Research
The second-person, top-down views of a BYOL-Explore agent solving DM-HARD-8's Thow-Across level, while pure RL and other basic exploration methods fail to progress on Thow-Across.
Curiosity-driven exploration is the active process of searching for new information to improve the agent's understanding of its environment. Suppose the agent has learned a model of the world that can predict future events given the history of past events. The agent motivated by curiosity can then use the inadequacy of the predictions of the world model as an intrinsic reward to direct its exploration policy towards the search for new information. So the agent can then use this new information to improve the world model itself to allow it to make better predictions. This iterative process can allow the agent to eventually explore each new thing in the world and use this information to construct an accurate world model.
Inspired by the success of start your own latent (BYOL) – which was applied in computer vision, learning graphic representationAnd learning representations in RL – we propose BYOL-Explore: a conceptually simple but general, curiosity-driven AI agent for solving difficult exploration tasks. BYOL-Explore learns a representation of the world by predicting its own future representation. Then, it uses the representation-level prediction error as an intrinsic reward to form a curiosity-driven policy. Therefore, BYOL-Explore learns both a world representation, world dynamics, and a curiosity-driven exploration policy, simply by optimizing the prediction error at the representation level.
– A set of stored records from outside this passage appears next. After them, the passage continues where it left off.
Issue #737, opened 2017-02-01
Generated code is wrong if Ok or Err are redefined


dtolnay:
```rust
#[macro_use]
extern crate serde_derive;

struct Ok;
struct Err;

#[derive(Deserialize)]
struct S {
    x: ()
}
```

```rust
error: expected function, found `Ok`
 --> src/main.rs:7:10
  |
7 | #[derive(Deserialize)]
  |          ^^^^^^^^^^^
  |
note: defined here
 --> src/main.rs:4:1
  |
4 | struct Ok;
  | ^^^^^^^^^^

error: expected function, found `Err`
 --> src/main.rs:7:10
  |
7 | #[derive(Deserialize)]
  |          ^^^^^^^^^^^
  |
note: defined here
 --> src/main.rs:5:1
  |
5 | struct Err;
  | ^^^^^^^^^^^
```

dtolnay:
This happens if someone does `use hyper::*` which includes a reexport of `hyper::status::StatusCode::Ok` :crying_cat_face:

PR #817, opened 2017-03-14
Macro attributes to specify From and Into trait types for structs and enums

jbaublitz:
I have implemented `#[serde(types(from="type", into="type", from_as="type", into_as="type))]` to allow more complicated serialization and deserialization. The `from` type specifies the type from which the result will be converted after being passed through `Derializer`. The `into` type specifies the type that the value will be converted to before being passed through `Serializer`. `from_as` and `into_as` provide an additional safe cast as necessary between the `Serializer`/`Deserializer` and the `From`/`Into` traits.

### DIFF
--- a/serde_codegen_internals/src/attr.rs
+++ b/serde_codegen_internals/src/attr.rs
@@ -100,8 +100,6 @@ pub struct Item {
     tag: EnumTag,
     from_type: Option<syn::Ty>,
     into_type: Option<syn::Ty>,
-    from_as_type: Option<syn::Ty>,
-    into_as_type: Option<syn::Ty>,
 }
 
 /// Styles of representing an enum.
@@ -151,8 +149,7 @@ impl Item {
         let mut content = Attr::none(cx, "content");
         let mut from_type = Attr::none(cx, "from");
         let mut into_type = Attr::none(cx, "into");
-        let mut from_as_type = Attr::none(cx, "from_as");
-        let mut into_as_type = Attr::none(cx, "into_as");
+        let mut as_type = Attr::none(cx, "into_as");
 
         for meta_items in item.attrs.iter().filter_map(get_serde_meta_items) {
             for meta_item in meta_items {
@@ -279,13 +276,19 @@ impl Item {
                     }
 
                     // Parse `#[serde(types(from = "type", into = "type", as = "type"))]
-                    MetaItem(List(ref name, ref meta_items)) if name == "types" => {
-                        if let Ok((from_ty, into_ty, from_as_ty, into_as_ty)) =
-                                get_from_into_as(cx, name.as_ref(), meta_items) {
-                            from_type.set_opt(from_ty);
-                            into_type.set_opt(into_ty);
-                            from_as_type.set_opt(from_as_ty);
-                            into_as_type.set_opt(into_as_ty);
+                    MetaItem(NameValue(ref name, ref lit)) if name == "from" => {
+                        if let Ok(from_ty) = get_type(cx, name.as_ref(), lit) {
+                            from_type.set_opt(Some(from_ty));
+                        }
+                    }
+                    MetaItem(NameValue(ref name, ref lit)) if name == "into" => {
+                        if let Ok(into_ty) = get_type(cx, name.as_ref(), lit) {
+                            into_type.set_opt(Some(into_ty));
+                        }
+                    }
+                    MetaItem(NameValue(ref name, ref lit)) if name == "as" => {
+                        if let Ok(as_ty) = get_type(cx, name.as_ref(), lit) {
+                            as_type.set_opt(Some(as_ty));
                         }
                     }
 
@@ -360,8 +363,6 @@ impl Item {
             tag: tag,
             from_type: from_type.get(),
             into_type: into_type.get(),
-            from_as_type: from_as_type.get(),
-            into_as_type: into_as_type.get(),
         }
     }
 
@@ -399,14 +400,6 @@ impl Item {
 
     pub fn into_type(&self) -> Option<&syn::Ty> {
         self.into_type.as_ref()
-    }
-
-    pub fn from_as_type(&self) -> Option<&syn::Ty> {
-        self.from_as_type.as_ref()
-    }
-
-    pub fn into_as_type(&self) -> Option<&syn::Ty> {
-        self.into_as_type.as_ref()
     }
 }
 
@@ -785,62 +778,16 @@ fn get_ser_and_de<T, F>(cx: &Ctxt,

Comparison between BYOL-Explore, Random Network Distillation (RND), Intrinsic Curiosity Module (ICM) and pure RL (no intrinsic reward), in terms of average human normalized capped score (CHNS).
Despite the simplicity of its design, when applied to DM-DUR-8 suite of challenging, visually complex and challenging 3D exploration tasks, BYOL-Explore outperforms standard curiosity-based exploration methods such as Network random distillation (RND) and Intrinsic Curiosity Module (ICM), in terms of the average human normalized capped score (CHNS), measured across all tasks. Remarkably, BYOL-Explore achieved this performance using a single network trained simultaneously on all tasks, whereas previous work was limited to the single-task setting and could only make significant progress on these tasks if they were accompanied by demonstrations by human experts.
Further proof of its generality, BYOL-Explore achieves superhuman performance in the ten most difficult explorations. Atari gameswhile having a simpler design than other competing agents, such as Agent57 And Go exploring.
Comparison between BYOL-Explore, Random Network Distillation (RND), Intrinsic Curiosity Module (ICM) and pure RL (no intrinsic reward), in terms of average human normalized capped score (CHNS).
In the future, we can generalize BYOL-Explore to highly stochastic environments by learning a probabilistic world model that could be used to generate trajectories of future events. This could allow the agent to model the possible stochasticity of the environment, avoid stochastic traps and plan exploration.